Collected data
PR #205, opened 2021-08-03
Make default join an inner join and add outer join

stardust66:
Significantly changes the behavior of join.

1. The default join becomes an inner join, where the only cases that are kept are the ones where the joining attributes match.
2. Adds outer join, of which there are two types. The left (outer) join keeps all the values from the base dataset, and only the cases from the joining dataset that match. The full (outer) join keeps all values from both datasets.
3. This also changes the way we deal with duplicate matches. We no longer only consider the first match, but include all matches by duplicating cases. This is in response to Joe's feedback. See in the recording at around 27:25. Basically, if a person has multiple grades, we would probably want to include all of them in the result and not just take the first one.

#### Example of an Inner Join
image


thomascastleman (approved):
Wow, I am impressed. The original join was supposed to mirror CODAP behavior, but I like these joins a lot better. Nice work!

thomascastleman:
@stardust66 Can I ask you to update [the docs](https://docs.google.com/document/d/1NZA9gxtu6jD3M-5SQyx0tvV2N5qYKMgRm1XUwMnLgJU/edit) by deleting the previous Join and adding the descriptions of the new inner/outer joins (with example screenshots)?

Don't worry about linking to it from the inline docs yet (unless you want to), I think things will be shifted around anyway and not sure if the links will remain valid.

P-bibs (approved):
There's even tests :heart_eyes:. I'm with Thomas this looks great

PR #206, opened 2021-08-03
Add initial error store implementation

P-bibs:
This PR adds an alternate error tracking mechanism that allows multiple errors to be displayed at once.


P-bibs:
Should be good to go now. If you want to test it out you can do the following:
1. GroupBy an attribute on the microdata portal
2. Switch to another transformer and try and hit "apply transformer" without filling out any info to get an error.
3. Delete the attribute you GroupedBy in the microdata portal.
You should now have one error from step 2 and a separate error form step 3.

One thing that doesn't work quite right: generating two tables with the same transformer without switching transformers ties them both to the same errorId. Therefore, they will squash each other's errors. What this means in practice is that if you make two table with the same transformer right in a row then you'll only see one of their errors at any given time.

...

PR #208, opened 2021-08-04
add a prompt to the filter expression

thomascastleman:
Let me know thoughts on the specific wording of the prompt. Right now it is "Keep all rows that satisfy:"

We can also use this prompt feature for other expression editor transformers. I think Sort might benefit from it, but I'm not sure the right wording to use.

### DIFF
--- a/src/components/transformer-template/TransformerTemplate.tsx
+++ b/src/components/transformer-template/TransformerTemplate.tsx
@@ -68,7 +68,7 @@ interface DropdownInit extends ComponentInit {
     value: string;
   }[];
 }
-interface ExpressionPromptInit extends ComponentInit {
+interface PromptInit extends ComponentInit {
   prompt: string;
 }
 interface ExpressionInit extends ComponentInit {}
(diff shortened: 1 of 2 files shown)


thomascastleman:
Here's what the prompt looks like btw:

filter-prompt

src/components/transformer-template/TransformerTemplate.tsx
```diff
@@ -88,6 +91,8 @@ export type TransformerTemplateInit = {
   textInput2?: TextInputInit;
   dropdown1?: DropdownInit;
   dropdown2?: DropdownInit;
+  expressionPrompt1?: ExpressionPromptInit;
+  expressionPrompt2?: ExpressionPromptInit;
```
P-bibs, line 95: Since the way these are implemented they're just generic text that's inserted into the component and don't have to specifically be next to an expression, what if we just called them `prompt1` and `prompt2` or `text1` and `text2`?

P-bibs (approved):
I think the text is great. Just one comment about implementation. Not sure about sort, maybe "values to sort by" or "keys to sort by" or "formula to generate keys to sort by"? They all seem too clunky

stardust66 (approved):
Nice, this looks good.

ASSIGNMENT –
Return, with no change at all, every line in the entries above from the line containing "You should now" through the line containing "One thing that".

ANSWER BOX –
You should now have one error from step 2 and a separate error form step 3.

One thing that doesn't work quite right: generating two tables with the same transformer without switching transformers ties them both to the same errorId. Therefore, they will squash each other's errors. What this means in practice is that if you make two table with the same transformer right in a row then you'll only see one of their errors at any given time.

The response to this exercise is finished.